The cooking and feeding was to be done at the day nursery. For breakfast
they were to have hominy and milk and cold corn bread; for dinner,
vegetable soup and dumplings or bread; and cold bread or potatoes were to
be kept on hand for demands between meals. They were also to have molasses
once or twice a week. Each child was provided with a pan and spoon in
charge of the nurse.

Hammond's clothing allowance was for each man in the fall two cotton
shirts, a pair of woolen pants and a woolen jacket, and in the spring two
cotton shirts and two pairs of cotton pants, with privilege of substitution
when desired; for each woman six yards of woolen cloth and six yards of
cotton cloth in the fall, six yards of light and six of heavy cotton cloth
in the spring, with needles, thread and buttons on each occasion. Each
worker was to have a pair of stout shoes in the fall, and a heavy blanket
every third year. Children's cloth allowances were proportionate and their
mothers were required to dress them in clean clothes twice a week.

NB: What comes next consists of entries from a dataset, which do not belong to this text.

PR #72, opened 2022-11-11
Fix bug by handling 409 status in ImportDocument in the success path instead of error path.

samadpaydar3:
For importDocument api, if we have partial success, APIServer does not return a success status code (e.g. 207). Instead, it returns 409. As in this case the response includes an CreateEntryResult object, we should handle this status code like other success status code, not like error status codes, (i.e. we need to return the CreateEntryResult object, instead of throwing exception)

So, to fix the issue, the code generator is updated to (only for importDocument api) handle 409 in the success path, instead of error path.

A new integration test is added for this fix: importDocument_Returns_Detail_When_PartialSuccess_Happens(
Some minor changes:

- Reduce duplication by initializing body once, instead of twice (one in the success and one in the error path)
- Some minor formatting changes
- Adding an enum for ErorrSource, to be used in the integration tests
- Removing unnecessary **throws** expression from some integration tests
- Removing some unneeded/duplicate assertions

### DIFF
--- a/src/test/java/integration/BaseTest.java
+++ b/src/test/java/integration/BaseTest.java
@@ -36,6 +36,9 @@ public class BaseTest {
     public static void setUp() {
         spKey = System.getenv("SERVICE_PRINCIPAL_KEY");
         String accessKeyBase64 = System.getenv("ACCESS_KEY");
+        if (!nullOrEmpty(accessKeyBase64)) {
+            accessKey = AccessKey.createFromBase64EncodedAccessKey(accessKeyBase64);
+        }
         repoId = System.getenv("REPOSITORY_ID");
         username = System.getenv("APISERVER_USERNAME");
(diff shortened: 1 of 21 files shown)


src/test/java/integration/BaseTest.java
```diff
@@ -36,6 +36,9 @@ public class BaseTest {
     public static void setUp() {
         spKey = System.getenv("SERVICE_PRINCIPAL_KEY");
         String accessKeyBase64 = System.getenv("ACCESS_KEY");
+        if (!nullOrEmpty(accessKeyBase64)) {
```
samadpaydar3, line 39: before this, if config is loaded from environment (instead of .env file), then accessKey was not initialized, causing the test not being executed.

lf-jason-jia (approved):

In the matter of sanitation, Acklen directed the overseer to see that the
negroes kept clean in person, to inspect their houses at least once a week
and especially during the summer, to examine their bedding and see to its
being well aired, to require that their clothes be mended, "and everything
attended to which conduces to their comfort and happiness." In these
regards, as in various others, Fowler incorporated Acklen's rules in his
own, almost verbatim. Hammond scheduled an elaborate cleaning of the houses
every spring and fall. The houses were to be completely emptied and their
contents sunned, the walls and floors were to be scrubbed, the mattresses
to be emptied and stuffed with fresh hay or shucks, the yards swept and the
ground under the houses sprinkled with lime. Furthermore, every house was
to be whitewashed inside and out once a year; and the negroes must appear
once a week in clean clothes, "and every negro habitually uncleanly in
person must be washed and scrubbed by order of the overseer--the driver and
two other negroes officiating."

As to schedules of work, the Carolina and Georgia lowlanders dealt in
tasks; all the rest in hours. Telfair wrote briefly: "The negroes to be
tasked when the work allows it. I require a reasonable day's work, well
done--the task to be regulated by the state of the ground and the strength
of the negro." Weston wrote with more elaboration: "A task is as much work
as the meanest full hand can do in nine hours, working industriously....
This task is never to be increased, and no work is to be done over task
except under the most urgent necessity; which over-work is to be reported
to the proprietor, who will pay for it. No negro is to be put into a task
which [he] cannot finish with tolerable ease. It is a bad plan to punish
for not finishing tasks; it is subversive of discipline to leave tasks
unfinished, and contrary to justice to punish for what cannot be done. In
nothing does a good manager so much excel a bad as in being able to discern
what a hand is capable of doing, and in never attempting to make him do
more." In Hammond's schedule the first horn was blown an hour before
daylight as a summons for work-hands to rise and do their cooking and other
preparations for the day. Then at the summons of the plow driver, at first
break of day, the plowmen went to the stables whose doors the overseer
opened. At the second horn, "just at good daylight," the hoe gang set out
for the field. At half past eleven the plowmen carried their mules to a
shelter house in the fields, and at noon the hoe hands laid off for dinner,
to resume work at one o'clock, except that in hot weather the intermission
was extended to a maximum of three and a half hours. The plowmen led the
way home by a quarter of an hour in the evening, and the hoe hands followed
at sunset. "No work," said Hammond, "must ever be required after dark."
Acklen contented himself with specifying that "the negroes must all rise at
the ringing of the first bell in the morning, and retire when the last
bell rings at night, and not leave their houses after that hour unless on
business or called." Fowler's rule was of the same tenor: "All hands should
be required to retire to rest and sleep at a suitable hour and permitted to
remain there until such time as it will be necessary to get out in time to
reach their work by the time they can see well how to work."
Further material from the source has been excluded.